▸ Task statement
In the records below, find the lines that include "worst" and copy each.

▸ Stored items

PR #585, opened 2023-03-22
VIP-790: Add new non-paginated queries for feeds for authentication

alice-dw:


alice-dw:
context: when we make any db call in metis, we check to make sure the logged-in user is authorized to access a requested feed. 
we do that by
1. querying for the feeds a user is authorized to see, and then
2. searching those authorized feeds for the feed being requested. 

however, because of wonky pagination where the page number is not passed except during the initial feeds page load, the query in step 1 above was only returning the first 20 feeds for a user (aka feeds on page 1). therefore any requested feed from page 2+ would fail authorization because it would not be in the feeds that were returned by the query. 

solution:
- separate out a `feeds` query from a `paginatedFeeds` query, and same for `feedsForFipsCodes`. the `paginatedFeeds*` queries will return only the correct set of 20 feeds for a page, and the `feeds*` queries will return with no limit.
- we will call the `paginatedFeeds*` queries for loading the feeds page for the dashboard
- we will call the `feeds*` queries for authentication so that it is page-agnostic (don't have to track what page a feed was on as you click around to different pages in the feed)

potential drawback: each time we make a db call, we are querying all feeds that ever existed (worst case with a superuser). i checked the prod db and this is less than 3000 feeds, so i don't think there is a terrible performance drawback, but it's definitely worth considering whether we can pare down the number of feeds we have to look through to find the one being requested

pg/queries.js
```diff
@@ -31,16 +31,30 @@ module.exports = {
...
+        ORDER BY r.start_time DESC;",
+  paginatedFeeds: "SELECT DISTINCT ON (r.id) \
+                r.id, r.public_id, r.start_time, date(r.end_time) AS end_time, \
+                CASE WHEN r.end_time IS NOT NULL \
+                THEN r.end_time - r.start_time END AS duration, \
+                r.spec_version, r.complete, r.election_date, r.election_type, r.state, r.stop_requested \
+        FROM results r \
+        ORDER BY r.id DESC \
+        LIMIT 20 OFFSET ($1 * 20);",
+  paginatedFeedsForFipsCodes: "SELECT r.public_id, r.start_time, date(r.end_time) AS end_time, \
```
alice-dw, line 50: `paginatedFeeds` and `paginatedFeedsForFipsCodes` used to be named `feeds` and `feedsForFipsCodes`, and the sql is the same as it was. now, the queries named `feeds` and `feedsForFipsCodes` are what they were but without the limit

dwxander (approved):
📄

dwxander:
> potential drawback: each time we make a db call, we are querying all feeds that ever existed (worst case with a superuser). i checked the prod db and this is less than 3000 feeds, so i don't think there is a terrible performance drawback, but it's definitely worth considering whether we can pare down the number of feeds we have to look through to find the one being requested

this seems like a "we can fix it if it becomes a problem" type problem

▸ Problem solution
potential drawback: each time we make a db call, we are querying all feeds that ever existed (worst case with a superuser). i checked the prod db and this is less than 3000 feeds, so i don't think there is a terrible performance drawback, but it's definitely worth considering whether we can pare down the number of feeds we have to look through to find the one being requested
> potential drawback: each time we make a db call, we are querying all feeds that ever existed (worst case with a superuser). i checked the prod db and this is less than 3000 feeds, so i don't think there is a terrible performance drawback, but it's definitely worth considering whether we can pare down the number of feeds we have to look through to find the one being requested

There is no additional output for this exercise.